It’s no secret the social and security implications of powerful AI capabilities are very concerning for policy makers and businesses alike. While many of these vulnerabilities focus on the worst case scenario somewhere between a Terminator and Matrix style future, the more likely outcomes will be the ability to disrupt business and society through reputation damage, cyber security breaches, and extortion. The adversarial tactics with the current generation of AI/ML tools are more and more prevalent. These so-called “Ninja Tricks” of AI have significant ramifications for organizations seeking to leverage AI’s potential securely.

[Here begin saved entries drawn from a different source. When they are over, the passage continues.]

PR #1073, opened 2019-01-21
test: Fix check kata-ksm-throttler process only in Debian

### LINKED ISSUE #1072: Fix check kata-ksm-throttler process only in Debian
We need to check kata-ksm-throttler process only in Debian

GabyCT:
We need to check kata-ksm-throttler process only in Debian.

Fixes #1072

### DIFF
--- a/metrics/lib/common.bash
+++ b/metrics/lib/common.bash
@@ -208,10 +208,12 @@ show_system_state() {
 	done
 
 	# Verify kata-ksm-throttler on Debian
-	debian_process="kata-ksm-throttler"
-	debian_process_path=$(whereis ${debian_process} | tr -d '[:space:]'| cut -d ':' -f2)
-	echo " --pgrep ${debian_process}--"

Imagine a company, Innovators-R-Us, that offers a cloud-based image recognition service. They’ve invested millions of dollars and years of research into training a state-of-the-art deep learning model that can identify thousands of object types in images with unparalleled accuracy. The details of their model, including its architecture and training data, are proprietary and a significant competitive advantage.

A rival company, ShallowPockets Tech, wants to build a similar service but doesn’t want to invest the same time and resources. Instead, they decide to use model extraction to approximate Innovators-R-Us’ model.

Here’s how they might go about it:

1. Querying the Model: ShallowPockets Tech starts by submitting thousands of diverse images to Innovators-R-Us service, carefully noting the predictions for each image.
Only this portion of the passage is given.